Nachdem die Nachbar:innen Bekanntschaft mit «Kranke Welt», «She Lived», «Schüsse», dem «Mietenlied» und «Domestic Comfort» machen, Es geht bergab nachhaltig in meinen Hörgewohnheiten wohnt, assoziativ der Gedanke auftaucht, dass mein Internist sagt, ich soll Rolltreppen meiden und zu Fuß gehen, ebenso wie das Gedanken-Fragment, dass im Polnischen «Von nun ab geht’s bergab» positiv konnotiert ist, weil es sich einfach leichter geht, lerne ich beim Treffen mit der Band ein Lokal im 2. Bezirk kennen, genau, Zur Legende, das ich sofort sehr mag. Licht schummrig, Größe überschaubar, super Musik – neben der Bar tatsächlich zahllose Tapes als deren Quelle – die Menschen ebenso. Philip einst Arbeitskollege in der besten Arena der Stadt in Erdberg, musikalisch vertraut von Bad Weed oder Lime Crush, Rebecca wenig überraschend ebenso ein sympathischer, kluger und reflektierter Mensch. Das Gespräch mäandert über die Bandgeschichte hinaus, die 2019 ihren Anfang nahm.
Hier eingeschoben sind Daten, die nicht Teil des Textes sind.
PR #1979, opened 2024-06-12
GTM activiated by user

ScottDormand96:
https://eaflood.atlassian.net/browse/IWTF-4081

banner activates GTM if approved


packages/gafl-webapp-service/src/handlers/page-handler.js
```diff
@@ -132,7 +132,6 @@ export default (path, view, completion, getData) => ({
     pageData.analyticsMessageDisplayed = retrieveKeyOrFalse(analytics, ANALYTICS.seenMessage)
     pageData.analyticsSelected = retrieveKeyOrFalse(analytics, ANALYTICS.selected)
     pageData.acceptedTracking = retrieveKeyOrFalse(analytics, ANALYTICS.acceptTracking)
-    pageData.gtmContainerId = process.env.GTM_CONTAINER_ID || false
```
irisfaraway, line 135: We still need this value as it's included in the GTM script on the page (see lines 175 and 177 of the njk file)

packages/gafl-webapp-service/src/handlers/analytics-handler.js
```diff
@@ -1,11 +1,31 @@
...
+  const canTrack = await trackAnalyticsAccepted(request, pageOmit)
+  const optDebug = process.env.ENABLE_ANALYTICS_OPT_IN_DEBUGGING?.toLowerCase() === 'true'
+  const gtmContainerId = process.env.GTM_CONTAINER_ID
+  if (optDebug && gtmContainerId) {
+    if (canTrack === true) {
+      debug(`GTM Container Id: ${gtmContainerId} is being tracked`)
+    } else if (pageOmit === true) {
+      debug(`GTM Container Id: ${gtmContainerId} is not being tracked for current page`)
+    } else {
+      debug(`GTM Container Id: ${gtmContainerId} is not being tracked`)
```
irisfaraway, line 23: The logging here doesn't quite match up with what we had previously – it used to be that we would log if the session was being tracked, and that's what it looks like you are still intending from the tests. However this will just output the same GTM container ID each time, as that is a set thing for the environment.

irisfaraway (changes requested):

irisfaraway (approved):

Ein zentrales Element von Rolltreppe die aktive Verwurzelung in der D.I.Y.-Kultur, die sich allzu marktschreierischer (Halb-)Öffentlichkeits-Arbeit eher bewusst verschließt, those who know know and share. So lässt sich nicht tauglich qua abschreiben aus dem Netz klären, ob der doppelte Philip in der Band jetzt mit einem oder zwei «l» zu schreiben ist, oder einer so und der
andere anders. Im Fall sorry, wenn falsch, dafür schreibt sich die Musik nachhaltig und «richtig» in mir ein. Nicht zuletzt wegen der Texte, die so unprätentiös und treffend Dinge verhandeln, dass es nicht wundert, dass Rebecca mit ihren Lyrics auch anders, bei Lesungen in Erscheinung tritt. Insbesondere «She Lived» und «Domestic Comfort» berühren sehr, Letzteres als eine sehr taugliche Reflexion dieser merkwürdigen Corona-Zeit zu lesen, der Erfahrungen unfreiwilliger Rückzüge ins «Private» und «Häusliche», die länger nachhallen und wirken, als wir uns bewusst machen oder uns lieb ist: «Your inner peace is a
fucking myth!». Oder: «Even the punx are getting used to it / and all the doors are closed / and all I dream about is sex and secret shows.» Neben ihrer großartigen Musik haben Rolltreppe dann noch die gute Nachricht, dass im Venster 99 mit dem neuen Jahr wieder Shows stattfinden können und werden. Das Bier
im Zur Legende schmeckt dann in dieser guten Gesellschaft legendär gut, noch eine weitere gute Nachricht überdauert den unweigerlichen Kater am Tag danach, nämlich, dass es schon im Februar Gelegenheit gibt, Rolltreppe dann auch live auszuchecken. Trau dich, Zukunft und neues Jahr!

Rolltreppe: Es geht bergab, 12“/Tape, Contergan Punk / Urban Lurk
Live: 13. Februar, Wien, rhiz (mit Cava), 22. Februar, Wien, Chelsea (mit ­Negative Gears & C.A.M.O.)